И потому я напрасно надеялся утишить в моем отечестве то беспокойство, тот пламень желания, который следует за мной повсюду. Знание света не научило меня ничему, и вместе с этим я утратил сладость незнания.
Следующее место разоблачает внутреннее настроение Рене:
Меня обвиняют за непостоянство вкуса, за невозможность наслаждаться долго одною и тою же мечтой, за то, что предаюсь в добычу воображению, которое торопится проникнуть в самый тайник удовольствий, как бы подавленное их продолжительностью. Говорят, что, имея возможность достигнуть цели, я всегда переступаю ее: увы, я ищу неизвестного, блага, к которому влечет меня инстинкт. Виноват ли я, что нахожу везде границы, что все конечное не имеет для меня никакой цены? Однакож, я люблю однообразие чувств моим, и еслиб имел глупость верить счастию, то искал бы его в привычке.
Из шумного города Рене удалился в уединение, но и сюда последовали за ним тревога, печаль, сомнение и скука:
Я был один, один на земле! Тайное изнеможение овладело моим телом. Отвращение от жизни возвратилось с новою силой. Вскоре сердце не давало пищи мысли, и я замечал мое существование только до глубокому чувству скуки.
Рене часто сравнивали с Вертером, находя в них родственные типы того болезненного чувства, которое получило название «грусти о мире». Но при несомненном между ними сходстве есть и видимое различие, основанное, между прочим, на различии двух народов, из среды которых они взяты. Бартер – мягкая и сердечная натура, которая может с любовию прилепляться к жизни; в Рене пылает дикий огонь, пожирающий, но не греющий; это – сердце без содержания, без веры и надежды, одержимое демоном разрушения, вследствие которого и жизнь и собственная душа его являются ему в виде пустыня. Случай сделал из него мечтателя, но при других обстоятельствах вышел бы из него один из сильных деятелей переворота, которым он, по энергичности идей, значительно уподобляется[4].
Хотя в Рене изображен вообще человек, стоящий на рубеже двух миров, сокрушенного и долженствующего возникнуть на развалинах, но в его образе есть много субъективного, принадлежащего жизни и душевным свойствам автора. Он относится к Шатобриану так же, как Чайльд-Гарольд к Байрону. Шатобриан обращался и к прошлому и к будущему: обращение впрочем совершенно искреннее, а не двуличное. Во время переходов своих от стремлений вперед к стремлениям возвратным, и наоборот, он хотел как бы воскресить минувшее: прошлое было для него родиной, и чтобы сравнением объяснить нашу мысль, можем уподобить его печальному изгнаннику из отечества, который возвращается в него хотя бы для того только, чтобы умереть на родном пепелище. Крайности сходятся. Чем началась, тем и кончилась литературная деятельность Шатобриана. В Замогильных Записках многие места совпадают с выходками Рене. Берем одно из них:
En considérant l'être entier, en pesant le bien et le mal, on serait tenté de désirer tout accident qui porte à l'oubli, comme un moyen d'échapper à soi même, un ivrogne joyeux est une créature heureuse… Le bonheur est de s'ignorer et d'arriver à la mort sans avoir senti la vie… Je n'assiste pas à un baptême ou à un mariage sans sourire amèrement ou sans éprouver un serrement de coeur. Après le malheur de naître, je n'en connais pas de plus grand que celui de donner le jour à un homme[5].

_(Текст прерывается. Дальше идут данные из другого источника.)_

PR #2073, opened 2026-02-24
feat: add ability to cache json responses in-repo

adincebic:
Besides a performance improvement, it allows cross-platform builds to work (e.g. Linux host building Apple code).

Cherry picked from https://github.com/cgrindel/rules_swift_package_manager/pull/1696

### DIFF
--- a/examples/aws_sdk_example/Package.resolved
+++ b/examples/aws_sdk_example/Package.resolved
@@ -5,8 +5,8 @@
       "kind" : "remoteSourceControl",
       "location" : "https://github.com/swift-server/async-http-client.git",
       "state" : {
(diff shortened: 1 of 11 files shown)


adincebic:
> Overall, LGTM. Can we update one of the examples to demonstrate the use of this feature. We should update the example's README.md explaining that it demonstrates the use of the feature.

Done!

cgrindel (approved):
Thank you!

iMostfa:
@adincebic Hi, QQ, is it expected to need to delete the caches JSONs when i add a new package to SPM ? 
if i don't delete it, no any JSON get added for the new dependency in SPM, so bazel mod tidy removes the new module..etc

Ближайший к Гамлету тип начертан Сенанкуром, поклонником Ж.-Ж. Руссо, подобно ему мечтавшим о преобразовании общества. Его Оберман (1804 г.) – истый Гамлет XIX века. Болезнь изнеможения, меланхолия бессилия являются здесь в полной очевидности. Личность автора отражается в книге не биографически, а психологически, меланхолическим и страдательным состоянием, бесцельными усилиями, скукой. Жорж-Санд, в предисловии к новому изданию, тонко показала различие между главнейшими родами нравственных страданий, олицетворенными в Бартере, Рене и Обермане. В Вертере, говорит она, видим страсть, задержанную в своем развитии: человек борется с предметами. Рене представляет характер, одаренный высокими способностями, без воли привести их в действие. Оберман – образ человека, ясно сознающего недостаточность своих способностей, хотя и стремящагося к возвышенному и деятельному.

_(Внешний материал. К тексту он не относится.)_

Issue #2137, opened 2026-03-22
Support dependent trait enablement with union semantics (SPM traits Phase 2)


cgrindel:
## Summary

Follow-up to #2136 (Phase 1: default trait support). This issue tracks support for **dependent trait enablement** — allowing Bazel users to enable specific non-default traits on their Swift package dependencies, with union semantics matching SPM's behavior.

Противоположные черты Рене и Обермана объясняются взаимно. Рене – натура гениальная, лишенная силы воли; Оберман – нравственное возвышение, чуждое гениальности. Первый говорит: «я мог бы сделать, еслибы мог желать»; второй, напротив, говорит: «к чему желать? я не могу исполнить желаемаго». Оберман – это бессилие мечтательности, желание, остающееся неразвитым, в зародыше; это мужественная грудь с слабыми руками, душа аскета, в которой гнездится червь сомнения, признак её слабости, а не силы; это постоянно печальная жалоба на себя самого, на свою неизлечимую праздность, ничего-неделание. Если Вертер – пленник, долженствующий погибнуть в своей душной клетке; если Рене – раненный орел, которому снова суждено воспарить к небесам: то Оберман – бескрылая морская птица, которой тихая и жалобная песнь раздается на песчаных берегах, откуда отходят корабли и куда возвращаются их обломки[6].

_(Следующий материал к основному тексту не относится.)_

Issue #1340, opened 2024-11-15
Feature request: update file permissions to enforce read-only files


luispadron:
The files from `swiftpkg` repositories should be marked read-only (locked) when creating the repositories. This helps ensure users do not accidentally modify a packages contents.

cgrindel:
Curious. What is the scenario where they are editing the files? Are folks digging into the `external` directory and modifying files?

luispadron:
I imagine it's when using rules_xcodeproj since that makes it a lil easier to view the external files / when viewing external sources and accidentally editing a file

cgrindel:
This is being worked by @adincebic

adincebic:
Completed in https://github.com/cgrindel/rules_swift_package_manager/pull/2143

PR #2143, opened 2026-03-28
feat: make fetched Swift package files read-only

adincebic:
Prevents accidental edits when using `rules_xcodeproj`.

Addresses: https://github.com/cgrindel/rules_swift_package_manager/issues/1340


cgrindel (commented):
This will be a behavioral change for all users. Should we put this behind a flag so that folks can opt in?

adincebic:
> > > This will be a behavioral change for all users. Should we put this behind a flag so that folks can opt in?
> 
> > 
> 
> > I would rather it being opt out but no strong opinion.
> 
> 
> 
> It is a new behavior. I think we need it to be opt-in. 

Idea was to match what SPM does. But I suppose it can be opt in

adincebic:
@cgrindel I picked this up again and added opt-in flag which defaults to False.

cgrindel (approved):
Thank you!

cgrindel:
@mergifyio queue

PR #2171, opened 2026-04-06
fix: respect DEVELOPER_DIR for Xcode version alignment in SPM commands

### LINKED ISSUE #2140: The wrong version of Swift is used when dumping packages
## Summary

Internally, `rules_swift_package_manager` uses `xcrun swift package` (or equivalent) to inspect Swift packages. This uses the Xcode version selected with `xcode-select`. Bazel normally doesn't work like this (or at least not always). The Xcode version can be selected with `--xcode_version_config` and be different from the one reported by `xcode-select -p`.

The result is that the Bazel build files generated from the Swift package dump can use the wrong package file (when multiple are provided for different versions of the tool) and be incompatible with the Xcode version that Bazel then uses. When these targets are built, it results in build failures.

Overall, Swift package authors expect that the Swift version used to resolve the package and the one used to compile the code is the same. When this is not guarantied, build failures can happen.

Take for example the [swift-collections](https://github.com/apple/swift-collections) package. If Xcode 16 is selected with `xcode-select` and used to construct the build files, but the project is then compiled with Xcode 26, compilation fails. The reason is that [LifetimeOverride.swift](https://github.com/apple/swift-collections/blob/1.4.1/Sources/InternalCollectionsUtilities/LifetimeOverride.swift) has a `#if compiler(>=6.2)`, and the code inside this check expects a number of Swift experimental features to be enabled (in this case Lifetimes), but if the package was resolved with an older version of the tools, then the feature is not enabled and compilation fails.

cgrindel:
## Summary

- Auto-inherit `DEVELOPER_DIR` from the environment in the `swift_deps` module extension so SPM
  commands use the same Xcode that Bazel will use at build time
- Propagate `env` to transitive local dependency inspection (previously missing)
- Declare `environ = ["DEVELOPER_DIR"]` on all repository rules and the module extension so Bazel
  invalidates cached repos when `DEVELOPER_DIR` changes

Closes #2140

### DIFF
--- a/docs/faq.md
+++ b/docs/faq.md
@@ -3,6 +3,7 @@
 ## Table of Contents
 
 <!-- MARKDOWN TOC: BEGIN -->
+* [How do I ensure SPM resolution uses the correct Xcode version?](#how-do-i-ensure-spm-resolution-uses-the-correct-xcode-version)
 * [Does this replace [rules_spm]?](#does-this-replace-rules_spm)
 * [Where is the Swift gazelle plugin?](#where-is-the-swift-gazelle-plugin)
 * [After running `//:swift_update_pkgs`, I see a `.build` directory. What is it? Do I need it?](#after-running-swift_update_pkgs-i-see-a-build-directory-what-is-it-do-i-need-it)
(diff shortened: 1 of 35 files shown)


keith (approved):

ghugues (approved):

adincebic (approved):
LGTM. We added this change as a local patch and will report back if we hit any issues.

adincebic (changes requested):
After testing a bit I don't think this can land as is because the env var is changing depending on the machine. In practice this means that `MODULE.bazel.lock` file is different per machine. For us  it manifests on our Linux runners where we execute `bazel mod deps --lockfile_mode=error`.

cgrindel:
@adincebic Good catch. I am going to close this for now. I going to take another crack at #2140 after #2198 lands.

И Рене и Оберман молоды. Один не имел еще случая испытать своих сил; другой, как мученик слабоволия, никогда и не решится употребить их в дело. Но это душевное бессилие обнаруживается только в столкновении с обществом; перед лицом же природы душа Обермана раскрывается свободно и широко. Книга оканчивается выражением тихого, но неизменного сочувствия ж естеству, и в этом сочувствии его единственная сила:
Si j'arrive à la vieillesse, si un jour, plein de pensées encore, mais renonèant à parler aux hommes j'ai auprès de moi un ami pour recevoir mes adieux à la terre, qu'on place ma chaise sur l'herbe courte, et que de tranquilles marguerites soient là devant moi, sous le soleil, sous le ciel immense, afin qu'en laissant la vie qui passe, je retrouve quelque chose de l'illusion infinie.
Судьба сочинения Сенанкура соответствовала судьбе самого Обермана. И книга и герой её долго оставались незнаемыми.
Не было ни блеска, ни славы при её появлении: только немногие, больные душою, родственные Оберману, читали ее с сочувствием. Причина такого невнимания объясняется тогдашними обстоятельствами. Оберман, идеал мечтательности, недеятельности, жизни внутренней, исполненной созерцания и сомнения; а период времени от начала столетия до падения Наполеона был исполнен громом оружий и шумом славы. Психологические размышления швейцарского пустынника не могли интересовать людей, настроенных воинственно. Книга Сенанкура открывается такими словами: «в письмах моих увидят изображение человека, который не действует, а чувствует», тогда как время Наполеона было временем непрерывной внешней деятельности, совершенно неблагоприятной идеологии и чувствам. Притом же сомнение, эта тяжкая язва Обермана, не приняло еще сильного развития в первых годах века. За то в эпоху реставрации Оберман был оценен по достоинству.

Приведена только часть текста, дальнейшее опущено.